ハイスペック男子の憂鬱な恋愛事情
言ってすぐにハッとする。
しまった。色々とすっ飛ばし過ぎた。

けれど、ここはコイツの反応がみたいとも思う。

少なからずさっきの冷たさは嫉妬からくるものだ。……と思う。

そういえば女あるあるの一説に、女同士の競り合いに男の市場価格が一時急上昇するも、手に入れると“こんなものか”と価格が暴落し、取り合った男への気持ちが大してなかったという恐ろしい話もよく聞く。

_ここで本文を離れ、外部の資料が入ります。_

PR #3677, opened 2022-08-05
feat(core): critical operations in UsersManager

sarkapalkovicova:
Critical operations in perun-roles.yml were marked.

### DIFF
--- a/perun-base/src/main/resources/perun-roles.yml
+++ b/perun-base/src/main/resources/perun-roles.yml
@@ -4957,11 +4957,15 @@ perun_policies:
       - SELF: User
     include_policies:
       - default_policy
+    mfa_rules:
+      - MFA: User
 
   owner-removeSpecificUserOwner_User_User_policy:
     policy_roles: []
     include_policies:
       - default_policy
+    mfa_rules:
+      - MFA: User
 
   addSpecificUserOwner_User_User_policy:
     policy_roles:
@@ -4969,11 +4973,15 @@ perun_policies:
       - SELF: User
     include_policies:
       - default_policy
+    mfa_rules:
+      - MFA: User
 
   owner-addSpecificUserOwner_User_User_policy:
     policy_roles: []
     include_policies:
       - default_policy
+    mfa_rules:
+      - MFA: User
 
   getSpecificUsers_policy:
     policy_roles:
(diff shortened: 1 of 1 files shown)


perun-base/src/main/resources/perun-roles.yml
```diff
@@ -5095,50 +5103,71 @@ perun_policies:
...
+    mfa_rules:
+      - MFA: User
 
   deleteUser_User_policy:
     policy_roles: []
     include_policies:
       - default_policy
+    mfa_rules:
+      - MFA: User
+      - MFA: Member
```
xflord, line 5129: I think Member is affected only in the forceDelete version of this method (so the policy after this one). Also, user external sources are deleted in this method, so MFA: UserExtSource should be here imo. What do you think @Johaney-s @cuadradek ?

perun-base/src/main/resources/perun-roles.yml
```diff
@@ -5095,50 +5103,71 @@ perun_policies:
...
 
   anonymizeUser_User_boolean_policy:
     policy_roles: []
     include_policies:
       - default_policy
+    mfa_rules:
+      - MFA: User
+      - MFA: Member
```
xflord, line 5145: Same deal with the UserExtSources here

perun-base/src/main/resources/perun-roles.yml
```diff
@@ -5204,22 +5233,33 @@ perun_policies:
     policy_roles: []
     include_policies:
       - default_policy
+    mfa_rules:
+      - MFA: User
```
xflord, line 5237: I feel like whenever working with UES, we should check both the UES and User associated (so in `updateUserExtSource_UserExtSource_policy` as well) @Johaney-s  @cuadradek thoughts?

perun-base/src/main/resources/perun-roles.yml
```diff
@@ -5412,81 +5452,107 @@ perun_policies:
...
+    mfa_rules:
+      -MFA: User
 
   deletePassword_String_String_policy:
     policy_roles:
       - REGISTRAR:
     include_policies:
       - default_policy
+    mfa_rules:
+      -MFA
```
xflord, line 5538:
```suggestion
      -MFA:
```

xflord (commented):
Again, these reviews can be a bit tricky, if you disagree with anything, comment here or mention it at the daily meeting

perun-base/src/main/resources/perun-roles.yml
Johaney-s: here I agree; when deleting user I'm not so sure, but better make it stricter now and if needed we'll remove it later... so okay by me

xflord (approved):

Johaney-s (approved):

PR #3682, opened 2022-08-08
fix(core): fix update facility

sarkapalkovicova:
When facility is renamed, the corresponding consent hub is also renamed.

### DIFF
--- a/perun-core/src/main/java/cz/metacentrum/perun/core/blImpl/FacilitiesManagerBlImpl.java
+++ b/perun-core/src/main/java/cz/metacentrum/perun/core/blImpl/FacilitiesManagerBlImpl.java
@@ -15,6 +15,7 @@ import cz.metacentrum.perun.core.api.AttributeDefinition;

最近、チラチラと手応えを感じる瞬間があるにはあるが……。

自分の中でやっぱり聞くべきでないかもと迷い始めたところで、コイツが第一声を呟いた。


「あ」

YESでもNOでもなく、“あ”。

「失敗、しちゃったぁ」

「失敗……?」

「アルマーニ、無駄死にです」

「はぁー?!」


まさかのアルマーニ死亡のお知らせ。

結局この日は、絵の具に塗れたアルマーニで応接室を出た俺に、ニヤついた会社の奴らが途端に生温かい気遣いの目に変わり、

まぁ分かりやすく言えば、これと言って冷やかされる羽目には遭わなかった。

(まぁ俺が奴らでも、2人で応接室に篭ったきり、出たらこの格好とか何に触れるべきか分からんわ。)

因みに例の女は、村野が対応する前に怒って帰ったそうだ。

(とりあえず村野には、余罪がないかの確認だけはしておかなければ。)


そんなこんなで俺の一連の失態からのプロポーズは、割となかったような扱いであっさり幕を閉じたのだった。